• WORK ORDER:
Retype all of the data exactly as given.

• MATERIAL SUPPLIED:
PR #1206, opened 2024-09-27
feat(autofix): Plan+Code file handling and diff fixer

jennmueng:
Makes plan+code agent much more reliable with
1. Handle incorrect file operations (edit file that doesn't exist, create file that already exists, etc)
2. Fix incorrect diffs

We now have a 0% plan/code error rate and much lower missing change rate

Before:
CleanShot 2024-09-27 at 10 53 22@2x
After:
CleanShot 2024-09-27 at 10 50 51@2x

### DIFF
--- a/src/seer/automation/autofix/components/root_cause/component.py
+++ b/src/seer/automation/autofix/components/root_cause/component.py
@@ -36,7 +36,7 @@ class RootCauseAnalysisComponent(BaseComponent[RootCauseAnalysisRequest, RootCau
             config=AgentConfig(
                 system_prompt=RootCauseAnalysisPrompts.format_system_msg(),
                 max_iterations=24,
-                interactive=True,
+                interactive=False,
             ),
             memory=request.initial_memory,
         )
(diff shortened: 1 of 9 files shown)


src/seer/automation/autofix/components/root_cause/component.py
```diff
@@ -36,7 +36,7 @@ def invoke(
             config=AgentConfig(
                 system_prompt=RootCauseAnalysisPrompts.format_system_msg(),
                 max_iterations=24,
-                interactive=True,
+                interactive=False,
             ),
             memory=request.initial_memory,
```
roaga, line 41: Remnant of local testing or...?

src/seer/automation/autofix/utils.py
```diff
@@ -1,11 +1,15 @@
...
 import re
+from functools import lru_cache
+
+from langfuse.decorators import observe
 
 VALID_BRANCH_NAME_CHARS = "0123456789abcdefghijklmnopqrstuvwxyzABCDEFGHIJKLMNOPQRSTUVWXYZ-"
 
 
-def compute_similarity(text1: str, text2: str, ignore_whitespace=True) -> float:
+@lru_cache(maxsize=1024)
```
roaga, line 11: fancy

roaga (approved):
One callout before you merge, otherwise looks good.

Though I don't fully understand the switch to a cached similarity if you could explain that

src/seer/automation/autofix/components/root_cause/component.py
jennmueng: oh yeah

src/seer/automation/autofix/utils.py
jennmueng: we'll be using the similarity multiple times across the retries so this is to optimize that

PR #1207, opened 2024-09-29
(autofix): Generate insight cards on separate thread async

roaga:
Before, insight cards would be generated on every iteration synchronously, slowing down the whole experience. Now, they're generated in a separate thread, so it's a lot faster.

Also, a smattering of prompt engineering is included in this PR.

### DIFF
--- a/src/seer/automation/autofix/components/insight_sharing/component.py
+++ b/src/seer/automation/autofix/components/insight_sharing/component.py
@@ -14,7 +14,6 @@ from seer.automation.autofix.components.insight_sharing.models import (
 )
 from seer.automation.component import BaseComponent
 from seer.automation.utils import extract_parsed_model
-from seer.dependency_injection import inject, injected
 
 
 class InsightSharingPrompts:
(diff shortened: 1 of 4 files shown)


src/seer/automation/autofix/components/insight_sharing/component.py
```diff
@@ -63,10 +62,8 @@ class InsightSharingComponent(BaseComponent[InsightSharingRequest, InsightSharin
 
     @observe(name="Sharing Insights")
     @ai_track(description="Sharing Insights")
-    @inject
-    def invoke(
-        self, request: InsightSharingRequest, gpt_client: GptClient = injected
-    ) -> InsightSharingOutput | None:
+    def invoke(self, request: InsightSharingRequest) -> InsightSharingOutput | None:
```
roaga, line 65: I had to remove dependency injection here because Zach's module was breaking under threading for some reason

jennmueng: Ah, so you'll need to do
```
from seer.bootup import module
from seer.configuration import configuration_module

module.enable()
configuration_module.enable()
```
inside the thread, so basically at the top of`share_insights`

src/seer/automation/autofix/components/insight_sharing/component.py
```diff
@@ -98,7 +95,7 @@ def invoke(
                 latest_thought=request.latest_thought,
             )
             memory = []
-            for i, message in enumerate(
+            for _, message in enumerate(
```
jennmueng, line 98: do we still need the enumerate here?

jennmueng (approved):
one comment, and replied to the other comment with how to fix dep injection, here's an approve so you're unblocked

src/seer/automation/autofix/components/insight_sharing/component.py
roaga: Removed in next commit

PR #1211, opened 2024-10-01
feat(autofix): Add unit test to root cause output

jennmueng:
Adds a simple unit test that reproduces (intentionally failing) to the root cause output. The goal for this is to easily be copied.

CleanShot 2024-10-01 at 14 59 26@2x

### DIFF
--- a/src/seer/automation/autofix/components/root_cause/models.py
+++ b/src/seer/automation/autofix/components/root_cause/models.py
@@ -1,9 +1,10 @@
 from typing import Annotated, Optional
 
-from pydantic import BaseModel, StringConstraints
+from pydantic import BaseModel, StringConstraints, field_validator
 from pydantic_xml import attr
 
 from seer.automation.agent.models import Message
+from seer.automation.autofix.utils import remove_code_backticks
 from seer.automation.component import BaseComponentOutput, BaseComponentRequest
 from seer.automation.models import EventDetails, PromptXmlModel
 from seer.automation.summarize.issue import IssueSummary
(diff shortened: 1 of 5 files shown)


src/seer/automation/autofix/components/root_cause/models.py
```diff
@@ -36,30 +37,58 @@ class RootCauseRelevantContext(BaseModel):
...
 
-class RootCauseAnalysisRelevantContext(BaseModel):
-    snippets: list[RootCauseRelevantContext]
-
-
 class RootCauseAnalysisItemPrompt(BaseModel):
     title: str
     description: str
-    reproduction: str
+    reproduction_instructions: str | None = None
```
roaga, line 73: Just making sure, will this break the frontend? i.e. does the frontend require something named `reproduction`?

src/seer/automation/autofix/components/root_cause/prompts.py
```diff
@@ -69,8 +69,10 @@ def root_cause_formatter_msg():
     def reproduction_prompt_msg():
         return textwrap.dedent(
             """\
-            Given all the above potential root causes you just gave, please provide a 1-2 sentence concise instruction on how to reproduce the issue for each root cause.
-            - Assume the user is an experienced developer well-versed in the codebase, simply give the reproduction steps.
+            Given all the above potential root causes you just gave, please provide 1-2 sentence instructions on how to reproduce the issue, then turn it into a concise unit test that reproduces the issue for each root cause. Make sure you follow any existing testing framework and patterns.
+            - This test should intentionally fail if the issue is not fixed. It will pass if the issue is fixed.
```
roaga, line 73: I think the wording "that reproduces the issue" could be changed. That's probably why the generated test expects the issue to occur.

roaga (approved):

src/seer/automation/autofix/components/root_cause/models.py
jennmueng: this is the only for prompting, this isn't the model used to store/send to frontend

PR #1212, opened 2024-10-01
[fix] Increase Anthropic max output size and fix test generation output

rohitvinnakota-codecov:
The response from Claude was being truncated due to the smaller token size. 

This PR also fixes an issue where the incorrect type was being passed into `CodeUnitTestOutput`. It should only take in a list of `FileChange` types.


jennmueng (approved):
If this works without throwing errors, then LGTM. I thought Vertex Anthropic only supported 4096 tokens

• RESPONSE TO THIS EXERCISE:
PR #1206, opened 2024-09-27
feat(autofix): Plan+Code file handling and diff fixer

jennmueng:
Makes plan+code agent much more reliable with
1. Handle incorrect file operations (edit file that doesn't exist, create file that already exists, etc)
2. Fix incorrect diffs

We now have a 0% plan/code error rate and much lower missing change rate

Before:
CleanShot 2024-09-27 at 10 53 22@2x
After:
CleanShot 2024-09-27 at 10 50 51@2x

### DIFF
--- a/src/seer/automation/autofix/components/root_cause/component.py
+++ b/src/seer/automation/autofix/components/root_cause/component.py
@@ -36,7 +36,7 @@ class RootCauseAnalysisComponent(BaseComponent[RootCauseAnalysisRequest, RootCau
             config=AgentConfig(
                 system_prompt=RootCauseAnalysisPrompts.format_system_msg(),
                 max_iterations=24,
-                interactive=True,
+                interactive=False,
             ),
             memory=request.initial_memory,
         )
(diff shortened: 1 of 9 files shown)


src/seer/automation/autofix/components/root_cause/component.py
```diff
@@ -36,7 +36,7 @@ def invoke(
             config=AgentConfig(
                 system_prompt=RootCauseAnalysisPrompts.format_system_msg(),
                 max_iterations=24,
-                interactive=True,
+                interactive=False,
             ),
             memory=request.initial_memory,
```
roaga, line 41: Remnant of local testing or...?

src/seer/automation/autofix/utils.py
```diff
@@ -1,11 +1,15 @@
...
 import re
+from functools import lru_cache
+
+from langfuse.decorators import observe
 
 VALID_BRANCH_NAME_CHARS = "0123456789abcdefghijklmnopqrstuvwxyzABCDEFGHIJKLMNOPQRSTUVWXYZ-"
 
 
-def compute_similarity(text1: str, text2: str, ignore_whitespace=True) -> float:
+@lru_cache(maxsize=1024)
```
roaga, line 11: fancy

roaga (approved):
One callout before you merge, otherwise looks good.

Though I don't fully understand the switch to a cached similarity if you could explain that

src/seer/automation/autofix/components/root_cause/component.py
jennmueng: oh yeah

src/seer/automation/autofix/utils.py
jennmueng: we'll be using the similarity multiple times across the retries so this is to optimize that

PR #1207, opened 2024-09-29
(autofix): Generate insight cards on separate thread async

roaga:
Before, insight cards would be generated on every iteration synchronously, slowing down the whole experience. Now, they're generated in a separate thread, so it's a lot faster.

Also, a smattering of prompt engineering is included in this PR.

### DIFF
--- a/src/seer/automation/autofix/components/insight_sharing/component.py
+++ b/src/seer/automation/autofix/components/insight_sharing/component.py
@@ -14,7 +14,6 @@ from seer.automation.autofix.components.insight_sharing.models import (
 )
 from seer.automation.component import BaseComponent
 from seer.automation.utils import extract_parsed_model
-from seer.dependency_injection import inject, injected
 
 
 class InsightSharingPrompts:
(diff shortened: 1 of 4 files shown)


src/seer/automation/autofix/components/insight_sharing/component.py
```diff
@@ -63,10 +62,8 @@ class InsightSharingComponent(BaseComponent[InsightSharingRequest, InsightSharin
 
     @observe(name="Sharing Insights")
     @ai_track(description="Sharing Insights")
-    @inject
-    def invoke(
-        self, request: InsightSharingRequest, gpt_client: GptClient = injected
-    ) -> InsightSharingOutput | None:
+    def invoke(self, request: InsightSharingRequest) -> InsightSharingOutput | None:
```
roaga, line 65: I had to remove dependency injection here because Zach's module was breaking under threading for some reason

jennmueng: Ah, so you'll need to do
```
from seer.bootup import module
from seer.configuration import configuration_module

module.enable()
configuration_module.enable()
```
inside the thread, so basically at the top of`share_insights`

src/seer/automation/autofix/components/insight_sharing/component.py
```diff
@@ -98,7 +95,7 @@ def invoke(
                 latest_thought=request.latest_thought,
             )
             memory = []
-            for i, message in enumerate(
+            for _, message in enumerate(
```
jennmueng, line 98: do we still need the enumerate here?

jennmueng (approved):
one comment, and replied to the other comment with how to fix dep injection, here's an approve so you're unblocked

src/seer/automation/autofix/components/insight_sharing/component.py
roaga: Removed in next commit

PR #1211, opened 2024-10-01
feat(autofix): Add unit test to root cause output

jennmueng:
Adds a simple unit test that reproduces (intentionally failing) to the root cause output. The goal for this is to easily be copied.

CleanShot 2024-10-01 at 14 59 26@2x

### DIFF
--- a/src/seer/automation/autofix/components/root_cause/models.py
+++ b/src/seer/automation/autofix/components/root_cause/models.py
@@ -1,9 +1,10 @@
 from typing import Annotated, Optional
 
-from pydantic import BaseModel, StringConstraints
+from pydantic import BaseModel, StringConstraints, field_validator
 from pydantic_xml import attr
 
 from seer.automation.agent.models import Message
+from seer.automation.autofix.utils import remove_code_backticks
 from seer.automation.component import BaseComponentOutput, BaseComponentRequest
 from seer.automation.models import EventDetails, PromptXmlModel
 from seer.automation.summarize.issue import IssueSummary
(diff shortened: 1 of 5 files shown)


src/seer/automation/autofix/components/root_cause/models.py
```diff
@@ -36,30 +37,58 @@ class RootCauseRelevantContext(BaseModel):
...
 
-class RootCauseAnalysisRelevantContext(BaseModel):
-    snippets: list[RootCauseRelevantContext]
-
-
 class RootCauseAnalysisItemPrompt(BaseModel):
     title: str
     description: str
-    reproduction: str
+    reproduction_instructions: str | None = None
```
roaga, line 73: Just making sure, will this break the frontend? i.e. does the frontend require something named `reproduction`?

src/seer/automation/autofix/components/root_cause/prompts.py
```diff
@@ -69,8 +69,10 @@ def root_cause_formatter_msg():
     def reproduction_prompt_msg():
         return textwrap.dedent(
             """\
-            Given all the above potential root causes you just gave, please provide a 1-2 sentence concise instruction on how to reproduce the issue for each root cause.
-            - Assume the user is an experienced developer well-versed in the codebase, simply give the reproduction steps.
+            Given all the above potential root causes you just gave, please provide 1-2 sentence instructions on how to reproduce the issue, then turn it into a concise unit test that reproduces the issue for each root cause. Make sure you follow any existing testing framework and patterns.
+            - This test should intentionally fail if the issue is not fixed. It will pass if the issue is fixed.
```
roaga, line 73: I think the wording "that reproduces the issue" could be changed. That's probably why the generated test expects the issue to occur.

roaga (approved):

src/seer/automation/autofix/components/root_cause/models.py
jennmueng: this is the only for prompting, this isn't the model used to store/send to frontend

PR #1212, opened 2024-10-01
[fix] Increase Anthropic max output size and fix test generation output

rohitvinnakota-codecov:
The response from Claude was being truncated due to the smaller token size. 

This PR also fixes an issue where the incorrect type was being passed into `CodeUnitTestOutput`. It should only take in a list of `FileChange` types.


jennmueng (approved):
If this works without throwing errors, then LGTM. I thought Vertex Anthropic only supported 4096 tokens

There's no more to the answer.